The auteur places us directly in his heroine’s tormented psyche through the use of ingenious sound design (courtesy of Nathan Ruyle’s outside the box thinking), unsettling cinematography (courtesy of Gemma Doll-Grossman’s innovative utilization of blurred-edge lenses and light) and a percussive score (courtesy of Gavin Brivik’s compositions forming a cohesive identity through their disparate rhythms). Distressing environmental sounds – like the low crackling hum of a guitar amp ready for use, Julia’s booming punches as she pries open her mystery deliveries, or the sharp surprise of a blender or shower turning on – plug us into Julia’s destabilizing experiences. Her sobering memories are accompanied by stark, cold daylight, shot with a handheld camera to express immediacy and intimacy.

Because the dialogue is perhaps a little too lean, we’re left to infer some of the character construction through the world these players inhabit. Melisa Myers’ clever production design adds intrigue. Julia’s mixed medium mural hanging on her family room wall clues us into her cluttered, frenzied mindset. Rather than show her living quarters growing messier the longer she’s tormented by her stalker escalating their threats into excruciating psychological warfare, it’s a shrewd juxtaposition to see her home transformed into a tidy, attractive and cozy space.

The ensemble elevates the sharp material. There are no weak links in the cast either. Lower has the yeoman’s task of heightening the narrative’s frenetic unease. In her capable hands, her flawed heroine is infused with an innate rootability. We like her in spite of her caustic tendencies. She’s absolutely captivating, adopting an imposing physicality when guarded, yet shrinking when scared. She gets her steps in by pacing, jittery from chugging Celsius energy drinks. Seehorn is equally as magnetic a performer. Though she doesn’t have a lot of screen time, she’s a looming presence, thanks to her curt way of dealing with her pesky, persistent charge. Baryshnikov is the soul of the film as the beleaguered victim of Julia’s hijinks. Yet it’s Dastmalchian who serves as the MVP of the supporting cast. He’s charming, tender and vulnerable, striking up sweet (but never saccharine) rom-com-inspired chemistry with Lower.

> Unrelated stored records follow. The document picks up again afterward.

PR #59, opened 2021-08-23
Finer concurrency in 'MetricType.observe' / 'MetricType.collect'

avolokhov:
Every metric type has a lock that's taken for the whole duration of consuming a metric value, and also for the whole duration of observe. This PR puts as much computations out of critical section as we can afford, which results in a significant performance boost.
With these changes, `Lock.withLock` takes only 25% of `PromHistogram.observe`, of which half is locking/unlocking and the other half is `collection.filter`.
Reducing the scope of locking helps bringing `lock.withLock` to 50% of `PromHistogram.observe`. Changing `subHistograms` from array to map, reduces it further to `25%`

### Checklist

### Motivation and Context
This PR brings concurrency optimisations that result in better emission latencies.

### Description
Every MetricType's lock is now only held during access to corresponding state in a thread safe manner, all computations are moved outside critical section.
subHistograms is now a `Map` instead of array.

### DIFF
--- a/Sources/Prometheus/MetricTypes/Histogram.swift
+++ b/Sources/Prometheus/MetricTypes/Histogram.swift
@@ -83,7 +83,7 @@ extension HistogramLabels {
 public class PromHistogram<NumType: DoubleRepresentable, Labels: HistogramLabels>: PromMetric, PrometheusHandled {
     /// Prometheus instance that created this Histogram
     internal weak var prometheus: PrometheusClient?
-    
+
     /// Name of this Histogram, required
     public let name: String
     /// Help text of this Histogram, optional
@@ -99,7 +99,7 @@ public class PromHistogram<NumType: DoubleRepresentable, Labels: HistogramLabels
     internal let upperBounds: [Double]
     
     /// Labels for this Histogram
-    internal private(set) var labels: Labels
+    internal let labels: Labels
     
     /// Sub Histograms for this Histogram
     fileprivate var subHistograms: [PromHistogram<NumType, Labels>] = []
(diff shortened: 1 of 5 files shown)


Sources/Prometheus/MetricTypes/Histogram.swift
```diff
@@ -222,21 +230,16 @@ public class PromHistogram<NumType: DoubleRepresentable, Labels: HistogramLabels
...
-        if histograms.count > 2 { fatalError("Somehow got 2 histograms with the same data type") }
-        if let histogram = histograms.first {
+    fileprivate func getOrCreateHistogram(with labels: Labels) -> PromHistogram<NumType, Labels> {
+        let histogram = self.subHistograms[labels]
+        if let histogram = histogram, histogram.name == self.name, histogram.help == self.help {
             return histogram
         } else {
-            let newHistogram = PromHistogram<T, U>(histogram.name, histogram.help, labels, Buckets(histogram.upperBounds), self)
-            histogram.subHistograms.append(newHistogram)
+            guard let prometheus = prometheus else { fatalError("Lingering Histogram") }
```
ktoso, line 240: Hmm can this actually ever happen or just annoyance because that weak there that shoulnd't really manifest in reality?

avolokhov: Yes, this is a weak reference thing. I think reference to Prometheus is redundant, I'll try to track down its origins and potentially remove if indeed unnecessary.

ktoso: Ah i see the error just moved around, it was there before.

Sources/Prometheus/MetricTypes/Histogram.swift
```diff
@@ -142,68 +142,76 @@ public class PromHistogram<NumType: DoubleRepresentable, Labels: HistogramLabels
...
-                
-                let labelsString = encodeLabels(subHistogram.labels, ["le"])
-                output.append("\(subHistogram.name)_count\(labelsString) \(acc)")
-                
-                output.append("\(subHistogram.name)_sum\(labelsString) \(subHistogram.sum.get())")
-                
-                subHistogram.labels.le = ""
+        let (buckets, subHistograms, labels) = self.lock.withLock {
+            (self.buckets, self.subHistograms, self.labels)
+        }
```
ktoso, line 147: 👍

ktoso (approved):
Nice this looks very good, thanks for measuring and the PR Anton!

MrLotU (approved):
LGTM. Thanks for the PR!

PR #60, opened 2021-08-23
make metrics collection independed from metrics creation

avolokhov:
This PR allows metrics collection to be concurrent to metrics creation.
SwiftPrometheus' metrics types are already thread-safe, there's no need in holding a global lock while calling `.collect` on every single metric. 

### Checklist

### Motivation and Context
Currently metrics collection is done under a global lock and it's stopping new metrics from being created in parallel. Allowing this to happen in parallel will reduce the impact metrics framework is having on the running system.

### Description
`PrometheusClient.collect` now only holds global lock to get a list on metrics in a thread safe manner. `metric.collect` on individual metric is called without a global lock and relying on corresponding metric type to be thread safe.


ktoso (approved):
Good catch, thanks Anton!

MrLotU (approved):
LGTM! Thanks for the PR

In addition to Goldman’s visual dexterity capturing his anti-heroine’s insular life, he exercises a compelling gift for world-building. The prologue, featuring a disabled elderly woman (played by an almost unrecognizable Jamie Lee Curtis, who also serves as the film’s producer) feeling suicidal after opening a package containing a meaningful childhood memento, hints at a larger context in which the filmmaker’s thematic and narrative concepts could exist outside of one film. It’s perfectly suited for expansion through spinoffs, sequels and prequels. With a creeping dread bubbling beneath the surface, ruminating on the ease with which bullies and corporations inextricably insinuate themselves into our lives, “Sender” deserves to be added to your cart.